---- RECORDS TO PROCESS
PR #1525, opened 2020-07-19
Count based eject timings

jabdoa2:


avanwinkle:
Ah, this looks familiar. Very familiar ;) https://github.com/missionpinball/mpf/pull/1108/files

From what I can see you're extending the multiple eject times from *enable_coil_ejector* to work on all types of ejectors?

jabdoa2:
> Ah, this looks familiar. Very familiar ;) https://github.com/missionpinball/mpf/pull/1108/files
> 
> From what I can see you're extending the multiple eject times from _enable_coil_ejector_ to work on all types of ejectors?

Same mechanism but slightly different implementation (as it also has to work for jam and retry pulse). I might refactor those into one way of doing stuff. Will look at that again tomorrow. Maybe also refactor hold ejector.

PR #1530, opened 2020-09-02
Twitch Chat Events

mwseiden:
This is a mostly direct drop in from my Twitch IRC client code. Some issues with this code that need to be resolved:

No tests. I haven't even tested this as an MPF plugin manually. (in my code it's a scriptlet)
The IRC thread may need to be started later in the machine startup
The IRC thread should be able to be configured with machine variables. Currently it's config section based. Checking in passwords is bad.
The IRC thread should be stopped and restarted when those variables change.
The IRC thread is never shut down gracefully on exit
Is this the proper way to do threading in MPF?
It requires the irc library
Password token needs to be generated here: https://twitchapps.com/tmi/  the OAuth login should probably be integrated into MPF somehow

What it should do:
1. Log on to Twitch chat
2. Monitor chat for messages and post the `twitch_chat_message` event
3. Monitor chat for bit donations and post the `twitch_bit_donation` event
4. Monitor chat for subscriptions and post the `twitch_subscription` event

### DIFF
--- a/mpf/plugins/twitch/twitch_client.py
+++ b/mpf/plugins/twitch/twitch_client.py
@@ -26,7 +26,7 @@ class TwitchClient(irc.bot.SingleServerIRCBot):
         server = 'irc.chat.twitch.tv'
         port = 6667
         self.log.info('Connecting to ' + server + ' on port ' + str(port) + '...')
-        irc.bot.SingleServerIRCBot.__init__(self, [(server, port, 'oauth:' + password)], username, username)
+        super().__init__(self, [(server, port, 'oauth:' + password)], username, username)
         # self.connection.add_global_handler("all_events", self.on_all_events, -100)
 
     def on_welcome(self, c, e):
@@ -114,7 +114,7 @@ class TwitchClient(irc.bot.SingleServerIRCBot):
 
     def post_event_in_mpf(self, event, *args, **kwargs):
         """Post event in MPF via async loop to prevent race conditions."""
-        self.loop.call_soon_threadsafe(partial(self.machine.events.post, *args, **kwargs))
+        self.loop.call_soon_threadsafe(partial(self.machine.events.post, event, *args, **kwargs))
 
     def set_machine_variable_in_mpf(self, name, value):
         """Set machine var in MPF via async loop to prevent race conditions."""
--- a/mpf/plugins/twitch/twitch_client.py
+++ b/mpf/plugins/twitch/twitch_client.py
@@ -1,19 +1,28 @@
 """IRC Chat Bot for monitoring a Twitch chatroom."""
 from functools import partial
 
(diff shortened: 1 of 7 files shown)


jabdoa2:
I added a basic test and config loading. Please have a look.

I guess we could port this to AioSimpleIRCClient (https://github.com/jaraco/irc/blob/master/irc/client_aio.py). Sending events and setting variables from another thread is not super safe. Should work most of the time but bad things may also happen. With an asyncio IRC client the thread would not be needed. Otherwise we need to change the calls slightly later.

mwseiden:
I can confirm that I get incredibly rare crashes on chat events. I know very little about asyncio, I don't have a quick answer on porting it.

jabdoa2:
Pushed a fix with separate threads. This is slightly slower but there shouldn't be too many events anyway. If you got time feel free to extend the test a bit. Currently it is doing almost nothing except making sure that the plugin loads.

mwseiden:
Enabled the plugin in mpfconfig.yaml, fixed some code errors, added a couple more tests. Chat messages were tested by actually connecting to Twitch IRC.

mwseiden:
Documentation PR: https://github.com/missionpinball/mpf-docs/pull/326

mpf/plugins/twitch/twitch_client.py
```diff
@@ -26,7 +26,10 @@ def __init__(self, machine, username, password, channel, loop):
         server = 'irc.chat.twitch.tv'
         port = 6667
         self.log.info('Connecting to ' + server + ' on port ' + str(port) + '...')
-        super().__init__([(server, port, 'oauth:' + password)], username, username)
+        super().__init__([(
+            server, port,
+            (password if password.lower().startswith('oauth:') else ('oauth:' + password))
```
jabdoa2, line 43: we could also have two parameters in config if that helps to make this more clear

mwseiden: Most people are going to have the `oauth:` prefix on their passwords since that is what the token generator produces. I handle both because I did not copy the prefix and other people are going to make the same mistake.

jabdoa2: ok makes sense

jabdoa2:
1. Do you want to merge it as it is or do you want to convert it to machine variables for credentials first?
2. Shutting down the thread gracefully seems to be missing in the irc library for some reason. This will probably prevent MPF from properly shutting down, right?

mwseiden:
1. Added an option to use machine vars instead of hard coding. I would love to get this merged in as soon as possible.
2. It shuts down just fine. I have not noticed any bad effects from not stopping the thread first.

jabdoa2:
Awesome. Thanks!

PR #1531, opened 2020-09-08
Fix subscription event. Add gift subs, raid, and command events.

mwseiden:
Twitch Integration v2:

General code improvements, shorter methods
Use usernotice command for subscriptions
Support gifted subscriptions
Add channel raid event
Add command event (line starts with ! or ?)

### DIFF
--- a/mpf/plugins/twitch/twitch_client.py
+++ b/mpf/plugins/twitch/twitch_client.py
@@ -170,7 +170,7 @@ class TwitchClient(SingleServerIRCBot):
         raid_user = tags.get('msg-param-displayName', user)
         raid_count = tags.get('msg-param-viewerCount', 0)
         self.set_machine_variable_in_mpf('twitch_last_raid_user', raid_user)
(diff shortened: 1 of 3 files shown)


mwseiden:
Documentation PR: https://github.com/missionpinball/mpf-docs/pull/328

mpf/plugins/twitch/twitch_client.py
```diff
@@ -152,13 +82,15 @@ def on_all_events(self, c, e):
     def do_command(self, e, cmd):
         """Handle a chat command (starts with ? or !)."""
         user = e.source.split('!')[0]
-        self.log.info('Received command: [' + user + '] ' + cmd)
+        self.log.info('Received command: [' + user + '] ' + cmd.lower())
```
jabdoa2, line 85: This would ideally be `self.log.info('Received command: [%s] %s', user, cmd.lower())`. This will safe CPU cycles when logs are not generated as string processing is rather expensive

jabdoa2:
+1 for the test. Thanks!

PR #1532, opened 2020-09-20
Allow shot.jump() calls to force a show refresh

avanwinkle:
This PR adds a new parameter to `shot.jump()` that allows the call to force an update of the shot profile show. This fixes a behavior that occurs when a shot's profile is programmatically changed and jumped to a new state while the shot is running. 

In most cases this works fine, but there's a gap because the shot uses the index of the profile's state to determine whether to call `self._update_show()`. In the case where the desired state of the new profile is the same as the state of the old profile, logic will prevent the show from updating and the previous profile's show will remain running.

This PR adds an override parameter `force_show` that instructs the Shot to call `self._update_show()` even if the previous profile state is the same as the new profile state.

### DIFF
--- a/mpf/devices/shot.py
+++ b/mpf/devices/shot.py
@@ -403,7 +403,7 @@ class Shot(EnableDisableMixin, ModeDevice):
     def _release_delay(self, switch):
         self.active_delays.remove(switch)
 
-    def jump(self, state, force=True):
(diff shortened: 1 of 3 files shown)


jabdoa2:
Looks fine to me. Can we have a simple test for it? Otherwise a future refactoring might remove it again.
--------
▶ ACTION ITEM: Show every line of the material above in which "into" is present.

▶ RESULT OF THIS EXERCISE:
Same mechanism but slightly different implementation (as it also has to work for jam and retry pulse). I might refactor those into one way of doing stuff. Will look at that again tomorrow. Maybe also refactor hold ejector.
Password token needs to be generated here: https://twitchapps.com/tmi/  the OAuth login should probably be integrated into MPF somehow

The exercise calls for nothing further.